▶ RAW DATA:
PR #320, opened 2021-12-20
use strum_macros::Display to display Status

### LINKED ISSUE #318: match values of `status` to those in TaskWarrior
TW uses `pending`, `completed', etc.  TC is using single-letter abbreviations.

djmitche:
Fixes #318.

### DIFF
--- a/taskchampion/src/replica.rs
+++ b/taskchampion/src/replica.rs
@@ -274,7 +274,7 @@ mod tests {
                     uuid: t.get_uuid(),
                     property: "status".into(),
                     old_value: None,
-                    value: Some("P".into()),
+                    value: Some("pending".into()),
                     timestamp: now,
                 },
                 ReplicaOp::Update {
@@ -294,8 +294,8 @@ mod tests {
                 ReplicaOp::Update {
                     uuid: t.get_uuid(),
                     property: "status".into(),
-                    old_value: Some("P".into()),
-                    value: Some("C".into()),
+                    old_value: Some("pending".into()),
+                    value: Some("completed".into()),
                     timestamp: now,
                 },
             ]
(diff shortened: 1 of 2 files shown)


dbr:
It seems accident prone to give access to out both `"Pending"` and `"pending"` in somewhat similar methods (Display impl and `to_taskmap`), especially given

```rust
assert_eq!(Status::from_taskmap("something-else"), Status::Pending);
```

..which presumably means `Status::from_taskmap("completed") != Status::from_taskmap("Completed")` (and one of those becomes `Pending`)

Possibly just `from_taskmap` should return a `Result::Err`, or does that cause other problems?

djmitche:
The idea here is that no taskdb can be "invalid" in the sense that the app completely fails to function, so `from_taskmap` should always succeed.  In practice, we're likely to see this on import from old taskwarrior DB's, where for example a status might be "waiting" (even though that status was dropped in TW 2.6.0).

Is there a specific case where you can see this accident occurring?

djmitche:
@dbr ^^ thoughts?

dbr:
> Is there a specific case where you can see this accident occurring?

The migration from other tools or older versions seems like the most likely - and also if people are using the API to write custom importers, it might be hard to spot that most ticket status translate correctly but the occasional imported `wontfix` status items end up `Pending`

Would it make sense to add some kind of `Status::Unknown` variant to handle these? (maybe even `Status::Unknown(String)`) - that way the parsing can always succeed, but still treat unexpected values distinct from actually-"Pending" ones

djmitche:
Yeah, that makes sense.  We might add more statuses eventually, so that would be a good forward-compatibility change.

djmitche:
@dbr, want to take another look?

dbr (approved):
LGTM!

PR #321, opened 2021-12-20
fix a few lints in clippy 1.57

djmitche:


dbr:
In light of the issue number, :rocket:

Issue #238, opened 2021-05-16
Pin the version of clippy


djmitche:
We keep getting failures on PRs for new clippy warnings unrelated to the PR.

Let's pin the version of clippy that's used in CI, so that this doesn't change unexpectedly.

djmitche:
Ah, this is coordinated with the Rust version, and indeed Rust 1.52 came out a week ago.  So I think this will be solved by #216.

PR #324, opened 2021-12-22
Update clippy toolchain to 1.57

djmitche:
It looks like we were just using an older clippy?

```
funk ~/p/taskchampion [issue322*] $ cargo clean 
funk ~/p/taskchampion [issue322*] $ cargo clippy 
   Compiling libc v0.2.97              
   Compiling proc-macro2 v1.0.27      
...
   Compiling built v0.5.1
    Checking replica-server-tests v0.4.1 (/home/dustin/p/taskchampion/replica-server-tests)
   Compiling taskchampion-cli v0.4.1 (/home/dustin/p/taskchampion/cli)
    Finished dev [unoptimized + debuginfo] target(s) in 1m 44s
funk ~/p/taskchampion [issue322] $ cargo version
cargo 1.57.0 (b2e52d7ca 2021-10-21)
```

▶ WHAT YOU ARE ASKED TO DO: Where the string "should" occurs in a line of the listing, copy the line.

▶ EXPECTED OUTPUT:
Possibly just `from_taskmap` should return a `Result::Err`, or does that cause other problems?
The idea here is that no taskdb can be "invalid" in the sense that the app completely fails to function, so `from_taskmap` should always succeed.  In practice, we're likely to see this on import from old taskwarrior DB's, where for example a status might be "waiting" (even though that status was dropped in TW 2.6.0).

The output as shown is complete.